Collected data entries
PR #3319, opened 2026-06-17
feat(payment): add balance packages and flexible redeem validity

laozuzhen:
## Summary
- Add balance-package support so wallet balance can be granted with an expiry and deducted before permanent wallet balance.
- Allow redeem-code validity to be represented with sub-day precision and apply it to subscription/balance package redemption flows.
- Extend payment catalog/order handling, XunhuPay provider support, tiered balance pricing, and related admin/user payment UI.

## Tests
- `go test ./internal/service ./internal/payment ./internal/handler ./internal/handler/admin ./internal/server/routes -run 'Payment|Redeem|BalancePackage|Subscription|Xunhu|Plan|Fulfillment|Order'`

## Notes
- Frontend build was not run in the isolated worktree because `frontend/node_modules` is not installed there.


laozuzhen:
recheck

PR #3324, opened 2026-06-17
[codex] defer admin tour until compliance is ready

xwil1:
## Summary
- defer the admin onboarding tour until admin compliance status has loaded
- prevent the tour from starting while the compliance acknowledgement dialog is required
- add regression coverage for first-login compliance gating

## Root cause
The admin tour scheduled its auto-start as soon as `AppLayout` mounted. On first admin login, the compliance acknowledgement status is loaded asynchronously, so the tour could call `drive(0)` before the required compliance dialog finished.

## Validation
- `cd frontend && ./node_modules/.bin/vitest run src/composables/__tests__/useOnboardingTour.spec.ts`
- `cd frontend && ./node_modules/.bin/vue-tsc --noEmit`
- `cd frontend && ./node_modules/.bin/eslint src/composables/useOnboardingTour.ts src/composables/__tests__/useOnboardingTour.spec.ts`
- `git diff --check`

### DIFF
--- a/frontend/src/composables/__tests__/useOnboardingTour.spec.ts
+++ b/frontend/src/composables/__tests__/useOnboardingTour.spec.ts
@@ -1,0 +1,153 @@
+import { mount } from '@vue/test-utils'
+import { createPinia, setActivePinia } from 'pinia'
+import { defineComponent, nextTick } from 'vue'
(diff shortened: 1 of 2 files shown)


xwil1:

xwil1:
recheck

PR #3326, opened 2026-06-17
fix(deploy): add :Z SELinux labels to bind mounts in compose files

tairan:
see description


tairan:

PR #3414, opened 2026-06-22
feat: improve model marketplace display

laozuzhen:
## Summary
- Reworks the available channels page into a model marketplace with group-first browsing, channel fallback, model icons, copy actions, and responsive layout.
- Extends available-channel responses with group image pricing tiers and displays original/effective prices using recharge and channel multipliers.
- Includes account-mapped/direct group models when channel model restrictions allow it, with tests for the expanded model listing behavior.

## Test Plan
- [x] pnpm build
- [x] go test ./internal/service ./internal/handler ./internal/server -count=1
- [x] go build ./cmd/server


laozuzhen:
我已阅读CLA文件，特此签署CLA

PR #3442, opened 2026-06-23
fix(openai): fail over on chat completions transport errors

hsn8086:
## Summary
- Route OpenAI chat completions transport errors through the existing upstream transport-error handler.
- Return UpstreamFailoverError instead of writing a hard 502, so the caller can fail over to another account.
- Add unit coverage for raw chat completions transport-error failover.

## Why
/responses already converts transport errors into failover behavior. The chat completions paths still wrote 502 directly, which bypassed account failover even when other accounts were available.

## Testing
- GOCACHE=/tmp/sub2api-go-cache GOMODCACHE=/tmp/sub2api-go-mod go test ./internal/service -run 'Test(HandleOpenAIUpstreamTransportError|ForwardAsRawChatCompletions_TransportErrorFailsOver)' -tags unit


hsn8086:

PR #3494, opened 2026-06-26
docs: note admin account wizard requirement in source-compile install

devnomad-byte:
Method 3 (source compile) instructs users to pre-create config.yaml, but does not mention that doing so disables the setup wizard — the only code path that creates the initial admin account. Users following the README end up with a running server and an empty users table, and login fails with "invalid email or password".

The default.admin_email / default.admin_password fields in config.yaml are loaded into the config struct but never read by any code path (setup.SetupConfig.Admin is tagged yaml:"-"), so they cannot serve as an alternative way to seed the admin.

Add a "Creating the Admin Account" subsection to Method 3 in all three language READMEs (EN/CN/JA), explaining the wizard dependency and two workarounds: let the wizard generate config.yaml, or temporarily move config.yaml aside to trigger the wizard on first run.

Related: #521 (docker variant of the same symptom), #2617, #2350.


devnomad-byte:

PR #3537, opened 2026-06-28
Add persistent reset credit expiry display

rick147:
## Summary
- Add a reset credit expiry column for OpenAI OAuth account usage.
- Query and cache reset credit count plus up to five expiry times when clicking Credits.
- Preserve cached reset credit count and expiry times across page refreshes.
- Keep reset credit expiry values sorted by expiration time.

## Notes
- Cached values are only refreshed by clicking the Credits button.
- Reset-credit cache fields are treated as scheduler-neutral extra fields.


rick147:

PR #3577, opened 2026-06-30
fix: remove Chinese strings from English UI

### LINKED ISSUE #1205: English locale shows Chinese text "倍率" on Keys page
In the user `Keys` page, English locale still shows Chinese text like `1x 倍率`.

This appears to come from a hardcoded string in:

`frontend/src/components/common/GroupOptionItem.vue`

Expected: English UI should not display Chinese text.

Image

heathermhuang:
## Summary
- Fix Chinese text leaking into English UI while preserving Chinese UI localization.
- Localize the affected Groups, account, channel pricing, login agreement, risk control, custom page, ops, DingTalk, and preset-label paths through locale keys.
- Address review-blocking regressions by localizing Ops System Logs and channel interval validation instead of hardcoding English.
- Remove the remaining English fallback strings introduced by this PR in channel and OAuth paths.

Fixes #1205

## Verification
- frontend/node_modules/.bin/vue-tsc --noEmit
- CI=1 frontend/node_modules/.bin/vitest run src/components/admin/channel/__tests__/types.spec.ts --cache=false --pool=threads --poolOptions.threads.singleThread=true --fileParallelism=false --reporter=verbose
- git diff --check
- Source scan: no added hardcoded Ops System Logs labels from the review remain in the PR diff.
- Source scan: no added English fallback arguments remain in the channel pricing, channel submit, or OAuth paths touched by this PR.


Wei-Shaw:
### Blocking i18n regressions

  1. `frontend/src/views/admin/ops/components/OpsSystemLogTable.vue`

**To do**
Emit the records above again, exactly, with no line skipped.

**Answer to this problem**
PR #3319, opened 2026-06-17
feat(payment): add balance packages and flexible redeem validity

laozuzhen:
## Summary
- Add balance-package support so wallet balance can be granted with an expiry and deducted before permanent wallet balance.
- Allow redeem-code validity to be represented with sub-day precision and apply it to subscription/balance package redemption flows.
- Extend payment catalog/order handling, XunhuPay provider support, tiered balance pricing, and related admin/user payment UI.

## Tests
- `go test ./internal/service ./internal/payment ./internal/handler ./internal/handler/admin ./internal/server/routes -run 'Payment|Redeem|BalancePackage|Subscription|Xunhu|Plan|Fulfillment|Order'`

## Notes
- Frontend build was not run in the isolated worktree because `frontend/node_modules` is not installed there.


laozuzhen:
recheck

PR #3324, opened 2026-06-17
[codex] defer admin tour until compliance is ready

xwil1:
## Summary
- defer the admin onboarding tour until admin compliance status has loaded
- prevent the tour from starting while the compliance acknowledgement dialog is required
- add regression coverage for first-login compliance gating

## Root cause
The admin tour scheduled its auto-start as soon as `AppLayout` mounted. On first admin login, the compliance acknowledgement status is loaded asynchronously, so the tour could call `drive(0)` before the required compliance dialog finished.

## Validation
- `cd frontend && ./node_modules/.bin/vitest run src/composables/__tests__/useOnboardingTour.spec.ts`
- `cd frontend && ./node_modules/.bin/vue-tsc --noEmit`
- `cd frontend && ./node_modules/.bin/eslint src/composables/useOnboardingTour.ts src/composables/__tests__/useOnboardingTour.spec.ts`
- `git diff --check`

### DIFF
--- a/frontend/src/composables/__tests__/useOnboardingTour.spec.ts
+++ b/frontend/src/composables/__tests__/useOnboardingTour.spec.ts
@@ -1,0 +1,153 @@
+import { mount } from '@vue/test-utils'
+import { createPinia, setActivePinia } from 'pinia'
+import { defineComponent, nextTick } from 'vue'
(diff shortened: 1 of 2 files shown)


xwil1:

xwil1:
recheck

PR #3326, opened 2026-06-17
fix(deploy): add :Z SELinux labels to bind mounts in compose files

tairan:
see description


tairan:

PR #3414, opened 2026-06-22
feat: improve model marketplace display

laozuzhen:
## Summary
- Reworks the available channels page into a model marketplace with group-first browsing, channel fallback, model icons, copy actions, and responsive layout.
- Extends available-channel responses with group image pricing tiers and displays original/effective prices using recharge and channel multipliers.
- Includes account-mapped/direct group models when channel model restrictions allow it, with tests for the expanded model listing behavior.

## Test Plan
- [x] pnpm build
- [x] go test ./internal/service ./internal/handler ./internal/server -count=1
- [x] go build ./cmd/server


laozuzhen:
我已阅读CLA文件，特此签署CLA

PR #3442, opened 2026-06-23
fix(openai): fail over on chat completions transport errors

hsn8086:
## Summary
- Route OpenAI chat completions transport errors through the existing upstream transport-error handler.
- Return UpstreamFailoverError instead of writing a hard 502, so the caller can fail over to another account.
- Add unit coverage for raw chat completions transport-error failover.

## Why
/responses already converts transport errors into failover behavior. The chat completions paths still wrote 502 directly, which bypassed account failover even when other accounts were available.

## Testing
- GOCACHE=/tmp/sub2api-go-cache GOMODCACHE=/tmp/sub2api-go-mod go test ./internal/service -run 'Test(HandleOpenAIUpstreamTransportError|ForwardAsRawChatCompletions_TransportErrorFailsOver)' -tags unit


hsn8086:

PR #3494, opened 2026-06-26
docs: note admin account wizard requirement in source-compile install

devnomad-byte:
Method 3 (source compile) instructs users to pre-create config.yaml, but does not mention that doing so disables the setup wizard — the only code path that creates the initial admin account. Users following the README end up with a running server and an empty users table, and login fails with "invalid email or password".

The default.admin_email / default.admin_password fields in config.yaml are loaded into the config struct but never read by any code path (setup.SetupConfig.Admin is tagged yaml:"-"), so they cannot serve as an alternative way to seed the admin.

Add a "Creating the Admin Account" subsection to Method 3 in all three language READMEs (EN/CN/JA), explaining the wizard dependency and two workarounds: let the wizard generate config.yaml, or temporarily move config.yaml aside to trigger the wizard on first run.

Related: #521 (docker variant of the same symptom), #2617, #2350.


devnomad-byte:

PR #3537, opened 2026-06-28
Add persistent reset credit expiry display

rick147:
## Summary
- Add a reset credit expiry column for OpenAI OAuth account usage.
- Query and cache reset credit count plus up to five expiry times when clicking Credits.
- Preserve cached reset credit count and expiry times across page refreshes.
- Keep reset credit expiry values sorted by expiration time.

## Notes
- Cached values are only refreshed by clicking the Credits button.
- Reset-credit cache fields are treated as scheduler-neutral extra fields.


rick147:

PR #3577, opened 2026-06-30
fix: remove Chinese strings from English UI

### LINKED ISSUE #1205: English locale shows Chinese text "倍率" on Keys page
In the user `Keys` page, English locale still shows Chinese text like `1x 倍率`.

This appears to come from a hardcoded string in:

`frontend/src/components/common/GroupOptionItem.vue`

Expected: English UI should not display Chinese text.

Image

heathermhuang:
## Summary
- Fix Chinese text leaking into English UI while preserving Chinese UI localization.
- Localize the affected Groups, account, channel pricing, login agreement, risk control, custom page, ops, DingTalk, and preset-label paths through locale keys.
- Address review-blocking regressions by localizing Ops System Logs and channel interval validation instead of hardcoding English.
- Remove the remaining English fallback strings introduced by this PR in channel and OAuth paths.

Fixes #1205

## Verification
- frontend/node_modules/.bin/vue-tsc --noEmit
- CI=1 frontend/node_modules/.bin/vitest run src/components/admin/channel/__tests__/types.spec.ts --cache=false --pool=threads --poolOptions.threads.singleThread=true --fileParallelism=false --reporter=verbose
- git diff --check
- Source scan: no added hardcoded Ops System Logs labels from the review remain in the PR diff.
- Source scan: no added English fallback arguments remain in the channel pricing, channel submit, or OAuth paths touched by this PR.


Wei-Shaw:
### Blocking i18n regressions

  1. `frontend/src/views/admin/ops/components/OpsSystemLogTable.vue`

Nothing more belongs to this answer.